- Your goal
Each line from the opening of the records that follow to the line with "Some high level" needs to be written out exactly. Add nothing.

- Data extracted from a collection

PR #81, opened 2016-03-12
Feature: Pre-commit hook to execute Travis checks

shredtechular:
This PR adds a pre-commit git hook that can be installed locally by using the following command: ``rm -rf .git/hooks/ && ln -s -f ../_hooks .git/hooks``.

The way it works is whenever a developer/author is working locally and attempts to run a ``git commit`` command, the hook fires and will perform the same checks that are run on Travis (minus check external links due to speed).  Currently, this means that it will run the markdown linter and htmlproofer.

During implementation of this pre-commit git hook, the following items should be noted:

- In order to optimize maintainability of the checks that Travis as well as now the git precommit hook are executing, a design decision was made to create a separate file that will house all of the checks that either one has to do.  This means any future maintenance of these checks can be simply be updated in one file.

- In order to do all the travis checks in the hook, the sed config alteration also needed to be done. I didn't like how it was altering the _config.yml file in place as this could cause issues with accidentally committing unintended changes to a very important file.  Therefore, a design decision was made to alter the sed config alteration to create a _config-deploy.yml file.  I also added that config to the gitignore so we aren't changing files under source control and no one has a chance of accidentally committing it. 

- If we are simply executing the travis checks in the pre-commit hook, then we are relying on the markdown linter for whitespace checking.

---
This change is [Review on Reviewable](https://reviewable.io/reviews/m-lab/m-lab.github.io/81)


mtlynch:
I think this is actually a bit more complex a solution than we need.

Some high level notes:

1. I don't think a pre-commit should change code that's about to be committed, even if it does alert the user. I'd rather it just fail with an informative error message (i.e. which lines are bad). Bonus if it fails and then shows the user a command they can copy/paste to fix it themselves, but failing with informative error messages is sufficient.
1. In general, we shouldn't have complex bash logic in our code. One liners are fine, but when it gets to the point of conditionals and loops, we should consider alternatives. Python is preferred since every developer on the team understands Python. I don't recommend Python here because I think we can make do without complex logic in this pre-commit, but just for future reference in general.
1. In terms of file naming/layout/documentation, I should have mentioned earlier, but try to model after what we do with hooks in bigsanity: https://github.com/m-lab/bigsanity/tree/master/hooks

shredtechular:
OK, I simplified the pre-commit hook based on the feedback and am ONLY checking to see if whitespace is introduced by simple git diff check.  If it fails this check, then it outputs the file/line info detailing where trailing whitespace was entered as well as an sed command that can be used to fix the issues by file.

Also added some bash formatting to try and make it clear to end users if the commit doesn't work due to this whitespace check as can be seen below in a test commit locally:

screen shot 2016-03-14 at 3 54 17 pm

_hooks/pre-commit
```diff
@@ -0,0 +1,22 @@
...
+#
+
+# A git hook script that checks for trailing whitespace
+# in your commits. Bypass it with the --no-verify option
+# to git-commit
+#
+# usage: make a soft link to this file,
+# e.g., ln -s ~/config/pre-commit.git.sh ~/some_project/.git/hooks/pre-commit
+
+if test "$(git diff --check --cached)"
```
mtlynch: Can we instead use the same checks that Travis is doing?

_hooks/pre-commit
```diff
@@ -0,0 +1,22 @@
+#!/bin/bash
+#
+
+# A git hook script that checks for trailing whitespace
```
mtlynch: Can we structure this the same as bigsanity (same example command in README, similar wording)

https://github.com/m-lab/bigsanity/tree/master/hooks

shredtechular: Ah, I see what you mean with that now, yes, we can do the hooks that way too, I'll fix that.

_hooks/pre-commit
shredtechular: I'm not sure I understand what you mean here?  Do you mean to incorporate this hook into Travis as well and fail if it finds whitespace?

_hooks/pre-commit
shredtechular: OK, structured the hook the same as bigsanity with one exception.  It appears as though having the hooks in a dir called ``hooks`` and then creating a symlink to it is causing jekyll to spit out errors when building locally as opened under the jekyll-watch gem here: https://github.com/jekyll/jekyll-watch/issues/36

I recommend we keep the hooks in ``_hooks`` instead of ``hooks`` for the time being until it is possible to exclude dirs that have symlinks from the jekyll-watcher.

README.md
```diff
@@ -12,9 +12,13 @@ Current Build Status is: [![Build Status](https://secure.travis-ci.org/m-lab/m-l
 2. Run Jekyll server and pass in a blank baseurl to preview in development mode `jekyll serve --baseurl`.
 3. View the generated site by going to [http://localhost:4000/](http://localhost:4000/)
 
+### Pre-commit Hook
+
+Local Developers should also install the pre-commit hook that comes packaged with this repository that will alert about any trailing whitespaces to minimize git diff noise.  In order to install the pre-commit hook, run the following command to create a symbolic link: ``rm -rf .git/hooks/ && ln -s -f ../_hooks .git/``.
```
mtlynch: Why the double backtick? I've only ever seen single and triple.

_hooks/pre-commit
mtlynch: Oh, sorry I should have elaborated more. Basically, can we make the pre-commit hook identical to the Travis check, but maybe a little more abbreviated? So something like:

```
mdl README.md _posts _pages --style _linter/markdown-linter-style.rb && \
  bundle exec jekyll build && \
  bundle exec htmlproofer ./_site --only-4xx --check-html --file-ignore "/mlab_observatory/" \
    --disable_external
```

I'd like the pre-commit hook to complete in <15s, so that's why I'd like to remove the external check. But the goal is that users don't have to do a PR just to see if the build checks are passing and can get reasonably strong confidence just from the pre-commit hook.

_hooks/pre-commit
mtlynch: >I recommend we keep the hooks in _hooks instead of hooks for the time being until it is possible to exclude dirs that have symlinks from the jekyll-watcher.

Yeah, this sounds good to me.

_hooks/pre-commit
shredtechular: Ok, I understand what you are saying here now.  You'd like the pre-commit hook to not only check whitespace, but also run the other checks that are currently being run with travis and can be run locally, but with individual commands.  Let me see what I can stir up on this piece...

README.md
shredtechular: Good catch, changed that to triple now as that seems like that has benefits over single, but don't think it matters in this case.

Fixed in https://github.com/m-lab/m-lab.github.io/pull/81/commits/2eab78f260fb67321df8d52aa62a71143f1c37ef

_hooks/pre-commit
shredtechular: OK, I have incorporated the travis checks into this hook now as well as rebased from master to pull in the latest changes.  In redoing the hook code to pull in all of the travis checks there are a couple of consequences:
1. I didn't like hardcoding the same travis commands in the pre-commit hook AND the .travis file, so I created a new file called _tests/travis-checks.sh that can then be run in the hook & on travis and only has to be maintained in one spot.  Since the hook is not to check external links, but it should on travis, the hook will pass in an argument to disable external link checks.
2. In order to do all the travis checks in the hook, the sed config alteration also needed to be done.  I didn't like how it was altering the _config.yml file in place, so I think it would be better to now alter it to a _config-deploy.yml file so we aren't changing files under source control and noone has a chance of accidentally commiting it.  I added the _config-deploy.yml to the .gitignore to prevent any commit issues with that file too.
3. Since we took out the ws check, we are relying on the markdown linter for whitespace checking.  I didn't add any instructions for fixing ws issues since it could really fail for any number of reasons.  If we want to grep on the issues and add instructions to fixing whitespace issues ONLY IF found in the grep, we can do that, but adds more complexity to the bash script which I think we were trying to avoid.

README.md
```diff
@@ -12,6 +12,10 @@ Current Build Status is: [![Build Status](https://secure.travis-ci.org/m-lab/m-l
 2. Run Jekyll server and pass in a blank baseurl to preview in development mode `jekyll serve --baseurl`.
 3. View the generated site by going to [http://localhost:4000/](http://localhost:4000/)
 
+### Pre-commit Hook
+
+Local Developers should also install the pre-commit hook that comes packaged with this repository that will alert about any trailing whitespaces to minimize git diff noise.  In order to install the pre-commit hook, run the following command to create a symbolic link: ```rm -rf .git/hooks/ && ln -s -f ../_hooks .git/hooks/```.
```
mtlynch: Suggest either cutting "Local" (what's a non-local developer?) or lowercasing "Developers".

_hooks/pre-commit
```diff
@@ -0,0 +1,21 @@
+#!/bin/bash
+#
+
```
mtlynch: Extraneous newline

_hooks/pre-commit
```diff
@@ -0,0 +1,21 @@
...
+# A git hook script that runs the same checks that are
```
mtlynch: Can we break these lines at 80 columns?

_hooks/pre-commit
```diff
@@ -0,0 +1,21 @@
...
+# usage: make a symlink to this file,
+# e.g., rm -rf .git/hooks/ && ln -s -f ../_hooks .git/hooks
+
+# Run 
+./_tests/travis-checks.sh --disable-external
+
+if [ $? -eq 0 ]; then
+    exit 0
+else
+  echo "**********************************************************"
```
mtlynch: Suggest using an `err()` function:

https://google.github.io/styleguide/shell.xml?showone=STDOUT_vs_STDERR#STDOUT_vs_STDERR

_hooks/pre-commit
```diff
@@ -0,0 +1,21 @@
+#!/bin/bash
```
mtlynch: Just a general comment: we use the Google style guidelines for most languages, so for this one, we'll want to adhere to the shell style guide:

https://google.github.io/styleguide/shell.xml

_hooks/pre-commit
```diff
@@ -0,0 +1,21 @@
...
+# e.g., rm -rf .git/hooks/ && ln -s -f ../_hooks .git/hooks
+
+# Run 
+./_tests/travis-checks.sh --disable-external
+
+if [ $? -eq 0 ]; then
+    exit 0
+else
+  echo "**********************************************************"
+  echo -e "*  \033[31mCOMMIT ABORTED! Please address the errors before commiting.\033[0m"
```
mtlynch: I appreciate the nice formatting, but I think it makes the code harder to maintain. I'd prefer to just have a simple error message with no colored fonts or star separators.

_hooks/pre-commit
```diff
@@ -0,0 +1,21 @@
...
+#
+
+# A git hook script that runs the same checks that are 
+# executed on Travis to verify your commits will not fail.
+# Bypass it with the --no-verify option to git-commit
+#
+# usage: make a symlink to this file,
+# e.g., rm -rf .git/hooks/ && ln -s -f ../_hooks .git/hooks
+
+# Run
```
mtlynch: Suggest deleting this comment as it doesn't provide much information

_tests/travis-checks.sh
```diff
@@ -0,0 +1,15 @@
...
+mdl README.md _posts _pages --style _linter/markdown-linter-style.rb
+
+# Github Pages needs the baseurl field to be "m-lab.github.io" to render properly in forked 
+# repos, but when we deploy to production, we need the baseurl field to be empty. This 
+# command replaces "m-lab.github.io" with an empty string.
+sed -e '/^baseurl/s/\/m-lab\.github\.io//' _config.yml > _config-deploy.yml
+
+# Run HTMLProofer
+bundle exec jekyll build --config _config-deploy.yml
+bundle exec htmlproofer ./_site --only-4xx --check-html --file-ignore "/mlab_observatory/","/ndt/" $1
```
mtlynch: Should be `"$1"`:
https://google.github.io/styleguide/shell.xml?showone=Quoting#Quoting

Instead of doing a blind passthrough of the first parameter, suggest making the parameter to travis-checks.sh like `--quick` and then if we see `--quick` passed to `travis-checks.sh`, we add `--disable-external` to this command.

mtlynch:
I like this strategy. Can we update the PR description so that it matches the current implementation?

README.md
shredtechular: Good point, removed "Local".

Fixed in https://github.com/m-lab/m-lab.github.io/pull/81/commits/3f6000223f6819c18a5133a60e77369a825dff00

_hooks/pre-commit
shredtechular: Fixed in https://github.com/m-lab/m-lab.github.io/pull/81/commits/3f6000223f6819c18a5133a60e77369a825dff00

_hooks/pre-commit
shredtechular: Re-formatted comment to break closer to 80 columns.

Fixed in https://github.com/m-lab/m-lab.github.io/pull/81/commits/3f6000223f6819c18a5133a60e77369a825dff00

_hooks/pre-commit
shredtechular: OK, that works.

Fixed in https://github.com/m-lab/m-lab.github.io/pull/81/commits/3f6000223f6819c18a5133a60e77369a825dff00

_hooks/pre-commit
shredtechular: OK, removed error message formatting and added ```err()``` function.  Didn't comment this function as it seemed small an obvious, but if you prefer a comment for this function I can add one.

Fixed in https://github.com/m-lab/m-lab.github.io/pull/81/commits/3f6000223f6819c18a5133a60e77369a825dff00

_hooks/pre-commit
shredtechular: Agreed, good eyes.  Removed that comment.

Fixed in https://github.com/m-lab/m-lab.github.io/pull/81/commits/3f6000223f6819c18a5133a60e77369a825dff00

_tests/travis-checks.sh
shredtechular: OK, I like this suggestion.  Made the argument ```--quick``` now and then in the travis-checks file it looks for the first argument and replaces "quick" with "disable-external" if found.  If it doesn't find "quick" then it will not execute HTMLProofer with any other flags.  Could also do this with a more traditional if statement I suppose, but seemed like this implementation was a little more succinct.  If you had something else in mind we can change that piece.

For now marking this as fixed in https://github.com/m-lab/m-lab.github.io/pull/81/commits/3f6000223f6819c18a5133a60e77369a825dff00

_hooks/pre-commit
shredtechular: OK, good to know.  I did also see that in the guidelines it is strongly preferred not to use ```.sh``` extension, so removed that from the travis-checks file.  Will try to follow that more in the future on any bash work.

shredtechular:
OK, PR description has now been updated to match the current implementation and all edits made for previous comments.

_hooks/pre-commit
```diff
@@ -0,0 +1,26 @@
...
+
+#######################################
+# Error function to display error message to end users.
+# Arguments:
+#   Error message description
+#######################################
+err() {
+  echo "$@"
+  exit 1
+}
```
mtlynch: Oh sorry, I actually meant we should wholesale steal the example from here:
https://google.github.io/styleguide/shell.xml?showone=STDOUT_vs_STDERR#STDOUT_vs_STDERR

Primarily because it prints to stderr instead of stdout. Also I'd prefer not to bake the "exit" into the function.

_tests/travis-checks
```diff
@@ -0,0 +1,18 @@
...
+
+# Execute Markdown Linter
+mdl README.md _posts _pages --style _linter/markdown-linter-style.rb
+
+# Github Pages needs the baseurl field to be "m-lab.github.io" to render properly in forked 
+# repos, but when we deploy to production, we need the baseurl field to be empty. This 
+# command replaces "m-lab.github.io" with an empty string.
+sed -e '/^baseurl/s/\/m-lab\.github\.io//' _config.yml > _config-deploy.yml
+
+# sets --disable-external flag for HTMLProofer if quick argument exists
```
mtlynch: Prefer to just go more generic and say "skips validation checks that take a long time" because we will likely have other checks in the future that we want to run quickly in the pre-commit, but go more exhaustively in Travis

_tests/travis-checks
```diff
@@ -0,0 +1,18 @@
...
+quick="${1/%quick/disable-external}"
```
mtlynch: Prefer to just make this an `if`/`then` where we compare `$1` to `--quick`

_hooks/pre-commit
```diff
@@ -0,0 +1,26 @@
...
+# git commit
+#
+# usage: make a symlink to this file,
+# e.g., rm -rf .git/hooks/ && ln -s -f ../_hooks .git/hooks
+
+#######################################
+# Error function to display error message to end users.
+# Arguments:
+#   Error message description
+#######################################
```
mtlynch: Oh we don't need a function docstring here. If we reduce it to a one-liner, it's self-explanatory.

README.md
```diff
@@ -12,6 +12,10 @@ Current Build Status is: [![Build Status](https://secure.travis-ci.org/m-lab/m-l
 2. Run Jekyll server and pass in a blank baseurl to preview in development mode `jekyll serve --baseurl`.
 3. View the generated site by going to [http://localhost:4000/](http://localhost:4000/)
 
+### Pre-commit Hook
+
+Developers should also install the pre-commit hook that comes packaged with this repository that will alert about any trailing whitespaces to minimize git diff noise.  In order to install the pre-commit hook, run the following command to create a symbolic link: ```rm -rf .git/hooks/ && ln -s -f ../_hooks .git/hooks/```.
```
mtlynch: I think as a general rule we use single backticks for inline code, triple backtick for code blocks. Suggest switching to single backtick unless we have a specific reason not to.

_hooks/pre-commit
shredtechular: Ah, okay, that makes sense, okay, updated that now to the `err()` function verbatim.

Fixed in https://github.com/m-lab/m-lab.github.io/pull/81/commits/eabd7618abc1915efa0d31b50e1c9b29e56e6078

_tests/travis-checks
shredtechular: Right, good call.

Fixed in https://github.com/m-lab/m-lab.github.io/pull/81/commits/eabd7618abc1915efa0d31b50e1c9b29e56e6078

_tests/travis-checks
shredtechular: OK, switched this to an if statement now.  I was going back and forth about whether or not it would best to separate that into a function now since that logic is becoming longer.  I kept it simple for now, but if you think additional logic could eventually go in here then maybe we consider a function for this?  Maybe that's overkill...

Implemented an `if` statement now though at least in https://github.com/m-lab/m-lab.github.io/pull/81/commits/eabd7618abc1915efa0d31b50e1c9b29e56e6078

_hooks/pre-commit
shredtechular: Dang, I coulda swore I took that out as I decided it was overkill, shoulda looked the files over again after committing.

Fixed now in https://github.com/m-lab/m-lab.github.io/pull/81/commits/eabd7618abc1915efa0d31b50e1c9b29e56e6078

README.md
shredtechular: OK, that make sense.

Fixed in https://github.com/m-lab/m-lab.github.io/pull/81/commits/eabd7618abc1915efa0d31b50e1c9b29e56e6078 along with some other instances in the README where inline code had triple backticks.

- Task result
PR #81, opened 2016-03-12
Feature: Pre-commit hook to execute Travis checks

shredtechular:
This PR adds a pre-commit git hook that can be installed locally by using the following command: ``rm -rf .git/hooks/ && ln -s -f ../_hooks .git/hooks``.

The way it works is whenever a developer/author is working locally and attempts to run a ``git commit`` command, the hook fires and will perform the same checks that are run on Travis (minus check external links due to speed).  Currently, this means that it will run the markdown linter and htmlproofer.

During implementation of this pre-commit git hook, the following items should be noted:

- In order to optimize maintainability of the checks that Travis as well as now the git precommit hook are executing, a design decision was made to create a separate file that will house all of the checks that either one has to do.  This means any future maintenance of these checks can be simply be updated in one file.

- In order to do all the travis checks in the hook, the sed config alteration also needed to be done. I didn't like how it was altering the _config.yml file in place as this could cause issues with accidentally committing unintended changes to a very important file.  Therefore, a design decision was made to alter the sed config alteration to create a _config-deploy.yml file.  I also added that config to the gitignore so we aren't changing files under source control and no one has a chance of accidentally committing it. 

- If we are simply executing the travis checks in the pre-commit hook, then we are relying on the markdown linter for whitespace checking.

---
This change is [Review on Reviewable](https://reviewable.io/reviews/m-lab/m-lab.github.io/81)


mtlynch:
I think this is actually a bit more complex a solution than we need.

Some high level notes:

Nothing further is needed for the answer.